Of all the lines below, output only those starting at the one with "takes some deploy" and ending at the one with "Conversely, it should", both ends included, exactly as written.

(Stored data entries)
■ ■ ■
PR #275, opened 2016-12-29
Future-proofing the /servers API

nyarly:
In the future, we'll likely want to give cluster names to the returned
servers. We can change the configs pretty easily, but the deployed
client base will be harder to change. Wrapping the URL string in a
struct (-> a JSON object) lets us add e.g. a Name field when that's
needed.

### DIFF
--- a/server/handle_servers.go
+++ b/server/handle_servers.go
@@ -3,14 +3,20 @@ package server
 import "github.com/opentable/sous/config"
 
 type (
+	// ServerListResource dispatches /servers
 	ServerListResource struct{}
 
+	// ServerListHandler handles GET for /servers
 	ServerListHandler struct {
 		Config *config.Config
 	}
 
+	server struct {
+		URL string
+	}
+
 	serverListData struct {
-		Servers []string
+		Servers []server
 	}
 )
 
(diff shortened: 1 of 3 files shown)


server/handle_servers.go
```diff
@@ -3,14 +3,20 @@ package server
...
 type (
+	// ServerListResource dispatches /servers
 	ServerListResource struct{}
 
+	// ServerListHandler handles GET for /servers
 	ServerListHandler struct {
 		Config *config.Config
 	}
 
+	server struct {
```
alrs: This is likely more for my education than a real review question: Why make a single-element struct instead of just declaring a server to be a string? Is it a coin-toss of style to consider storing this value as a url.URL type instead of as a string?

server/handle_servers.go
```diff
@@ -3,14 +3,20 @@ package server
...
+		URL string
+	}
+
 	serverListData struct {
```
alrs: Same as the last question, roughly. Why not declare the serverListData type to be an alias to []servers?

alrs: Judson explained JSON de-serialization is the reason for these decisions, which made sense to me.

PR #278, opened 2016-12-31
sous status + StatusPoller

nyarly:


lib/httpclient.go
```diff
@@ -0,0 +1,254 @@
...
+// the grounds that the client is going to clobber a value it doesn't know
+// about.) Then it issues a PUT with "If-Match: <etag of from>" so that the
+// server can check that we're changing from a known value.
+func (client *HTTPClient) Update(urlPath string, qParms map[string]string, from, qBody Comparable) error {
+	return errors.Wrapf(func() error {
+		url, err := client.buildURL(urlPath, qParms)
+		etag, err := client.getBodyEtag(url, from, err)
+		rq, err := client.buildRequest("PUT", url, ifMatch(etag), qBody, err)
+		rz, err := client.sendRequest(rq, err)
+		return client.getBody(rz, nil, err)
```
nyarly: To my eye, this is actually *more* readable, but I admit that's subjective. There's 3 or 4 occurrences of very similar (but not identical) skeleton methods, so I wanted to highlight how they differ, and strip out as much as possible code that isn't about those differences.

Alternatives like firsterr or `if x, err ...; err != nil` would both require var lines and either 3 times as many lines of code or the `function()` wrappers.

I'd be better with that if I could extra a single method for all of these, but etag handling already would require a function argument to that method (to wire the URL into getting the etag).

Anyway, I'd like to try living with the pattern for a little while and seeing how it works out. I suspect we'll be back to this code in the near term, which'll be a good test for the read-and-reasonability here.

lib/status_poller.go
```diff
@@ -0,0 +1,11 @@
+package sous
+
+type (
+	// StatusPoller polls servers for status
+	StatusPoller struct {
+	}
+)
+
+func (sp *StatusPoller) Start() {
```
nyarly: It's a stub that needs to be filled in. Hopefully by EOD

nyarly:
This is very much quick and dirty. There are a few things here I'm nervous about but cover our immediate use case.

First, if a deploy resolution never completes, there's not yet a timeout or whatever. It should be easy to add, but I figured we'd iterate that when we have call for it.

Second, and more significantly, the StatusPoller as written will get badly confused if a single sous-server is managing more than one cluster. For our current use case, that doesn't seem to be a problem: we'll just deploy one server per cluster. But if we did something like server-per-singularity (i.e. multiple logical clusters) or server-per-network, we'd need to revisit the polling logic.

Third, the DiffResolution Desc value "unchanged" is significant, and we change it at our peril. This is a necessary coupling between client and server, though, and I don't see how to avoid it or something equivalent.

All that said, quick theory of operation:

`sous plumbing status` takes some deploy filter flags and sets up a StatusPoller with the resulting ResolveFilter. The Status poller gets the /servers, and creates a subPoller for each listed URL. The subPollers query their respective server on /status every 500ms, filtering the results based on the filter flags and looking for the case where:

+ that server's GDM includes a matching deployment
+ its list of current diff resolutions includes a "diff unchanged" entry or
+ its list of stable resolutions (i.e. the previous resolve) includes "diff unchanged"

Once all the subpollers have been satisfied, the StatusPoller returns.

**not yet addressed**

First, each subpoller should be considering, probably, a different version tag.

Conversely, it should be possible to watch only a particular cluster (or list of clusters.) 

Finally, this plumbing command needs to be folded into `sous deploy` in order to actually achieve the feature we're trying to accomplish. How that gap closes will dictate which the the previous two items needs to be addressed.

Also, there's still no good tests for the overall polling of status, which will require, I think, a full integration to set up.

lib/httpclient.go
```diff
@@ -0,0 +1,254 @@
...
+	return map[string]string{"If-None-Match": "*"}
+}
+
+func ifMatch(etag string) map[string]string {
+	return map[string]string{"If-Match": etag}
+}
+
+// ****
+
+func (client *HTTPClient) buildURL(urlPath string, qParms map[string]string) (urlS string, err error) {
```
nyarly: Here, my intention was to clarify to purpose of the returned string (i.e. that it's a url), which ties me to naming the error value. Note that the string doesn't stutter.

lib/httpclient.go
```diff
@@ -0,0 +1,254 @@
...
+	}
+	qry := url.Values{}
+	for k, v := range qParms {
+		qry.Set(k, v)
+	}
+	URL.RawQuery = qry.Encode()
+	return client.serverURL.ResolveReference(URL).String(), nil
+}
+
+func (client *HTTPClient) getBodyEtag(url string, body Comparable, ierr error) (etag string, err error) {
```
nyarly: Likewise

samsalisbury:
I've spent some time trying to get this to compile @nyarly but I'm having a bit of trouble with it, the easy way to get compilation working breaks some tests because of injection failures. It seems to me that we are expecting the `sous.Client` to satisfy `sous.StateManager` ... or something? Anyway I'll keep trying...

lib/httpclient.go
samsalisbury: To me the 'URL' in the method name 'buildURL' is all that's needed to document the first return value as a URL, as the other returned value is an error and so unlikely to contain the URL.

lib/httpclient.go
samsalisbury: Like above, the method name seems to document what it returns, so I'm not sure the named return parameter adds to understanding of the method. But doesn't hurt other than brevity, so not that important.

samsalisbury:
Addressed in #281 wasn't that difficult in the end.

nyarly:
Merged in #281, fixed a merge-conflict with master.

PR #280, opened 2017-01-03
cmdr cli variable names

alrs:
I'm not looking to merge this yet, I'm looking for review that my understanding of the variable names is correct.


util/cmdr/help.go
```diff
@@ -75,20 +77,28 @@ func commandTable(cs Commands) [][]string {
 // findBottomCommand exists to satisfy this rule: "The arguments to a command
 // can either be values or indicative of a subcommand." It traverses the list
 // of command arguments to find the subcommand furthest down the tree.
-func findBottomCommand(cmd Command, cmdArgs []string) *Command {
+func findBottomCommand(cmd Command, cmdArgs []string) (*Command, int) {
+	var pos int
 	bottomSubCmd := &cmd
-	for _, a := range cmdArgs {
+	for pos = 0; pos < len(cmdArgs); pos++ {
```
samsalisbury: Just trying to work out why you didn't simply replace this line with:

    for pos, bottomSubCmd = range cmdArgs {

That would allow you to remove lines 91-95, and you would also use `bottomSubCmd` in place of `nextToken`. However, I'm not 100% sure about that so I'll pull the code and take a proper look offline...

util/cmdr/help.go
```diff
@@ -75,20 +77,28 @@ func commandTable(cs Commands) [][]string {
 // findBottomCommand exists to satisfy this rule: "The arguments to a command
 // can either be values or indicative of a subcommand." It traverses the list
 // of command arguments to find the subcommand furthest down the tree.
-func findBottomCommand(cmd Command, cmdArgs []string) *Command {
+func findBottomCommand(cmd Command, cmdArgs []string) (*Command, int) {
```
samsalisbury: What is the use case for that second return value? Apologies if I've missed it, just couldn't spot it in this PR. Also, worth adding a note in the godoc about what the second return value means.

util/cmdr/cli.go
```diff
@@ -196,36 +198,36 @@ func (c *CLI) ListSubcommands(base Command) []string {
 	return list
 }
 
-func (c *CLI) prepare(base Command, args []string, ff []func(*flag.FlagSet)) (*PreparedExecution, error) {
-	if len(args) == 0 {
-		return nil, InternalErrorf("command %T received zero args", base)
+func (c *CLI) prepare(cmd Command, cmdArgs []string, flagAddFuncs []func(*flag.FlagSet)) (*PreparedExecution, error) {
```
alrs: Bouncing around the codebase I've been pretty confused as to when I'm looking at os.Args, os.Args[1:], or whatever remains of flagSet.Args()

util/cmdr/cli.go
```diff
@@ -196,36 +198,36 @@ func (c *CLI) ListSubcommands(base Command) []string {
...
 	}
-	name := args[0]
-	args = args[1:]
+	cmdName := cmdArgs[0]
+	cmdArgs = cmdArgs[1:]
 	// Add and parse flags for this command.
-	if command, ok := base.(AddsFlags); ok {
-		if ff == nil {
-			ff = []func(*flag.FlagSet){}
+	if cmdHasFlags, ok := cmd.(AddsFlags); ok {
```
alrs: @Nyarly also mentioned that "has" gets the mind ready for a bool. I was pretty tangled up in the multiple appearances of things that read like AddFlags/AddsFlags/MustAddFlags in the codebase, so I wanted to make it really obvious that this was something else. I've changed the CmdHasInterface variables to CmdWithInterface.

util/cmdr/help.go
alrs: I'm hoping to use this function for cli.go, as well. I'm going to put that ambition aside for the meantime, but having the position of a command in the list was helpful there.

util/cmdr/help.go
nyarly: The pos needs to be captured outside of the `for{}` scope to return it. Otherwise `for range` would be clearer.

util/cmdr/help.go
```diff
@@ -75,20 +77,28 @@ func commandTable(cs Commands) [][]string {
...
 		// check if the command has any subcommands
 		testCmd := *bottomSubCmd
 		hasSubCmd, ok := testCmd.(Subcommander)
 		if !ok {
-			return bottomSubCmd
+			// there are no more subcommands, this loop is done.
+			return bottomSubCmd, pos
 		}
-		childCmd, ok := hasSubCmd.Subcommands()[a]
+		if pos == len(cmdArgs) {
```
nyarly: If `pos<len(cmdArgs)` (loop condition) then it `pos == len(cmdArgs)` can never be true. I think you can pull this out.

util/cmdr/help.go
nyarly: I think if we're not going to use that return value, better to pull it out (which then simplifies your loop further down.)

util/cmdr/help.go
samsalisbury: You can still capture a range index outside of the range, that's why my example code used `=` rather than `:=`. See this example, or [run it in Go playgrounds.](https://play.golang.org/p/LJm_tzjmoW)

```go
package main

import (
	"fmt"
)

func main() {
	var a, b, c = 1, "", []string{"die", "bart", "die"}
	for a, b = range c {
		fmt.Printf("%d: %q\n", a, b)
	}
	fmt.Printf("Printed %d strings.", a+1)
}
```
■ ■ ■
RESULT OF THE TASK:
`sous plumbing status` takes some deploy filter flags and sets up a StatusPoller with the resulting ResolveFilter. The Status poller gets the /servers, and creates a subPoller for each listed URL. The subPollers query their respective server on /status every 500ms, filtering the results based on the filter flags and looking for the case where:

+ that server's GDM includes a matching deployment
+ its list of current diff resolutions includes a "diff unchanged" entry or
+ its list of stable resolutions (i.e. the previous resolve) includes "diff unchanged"

Once all the subpollers have been satisfied, the StatusPoller returns.

**not yet addressed**

First, each subpoller should be considering, probably, a different version tag.

Conversely, it should be possible to watch only a particular cluster (or list of clusters.) 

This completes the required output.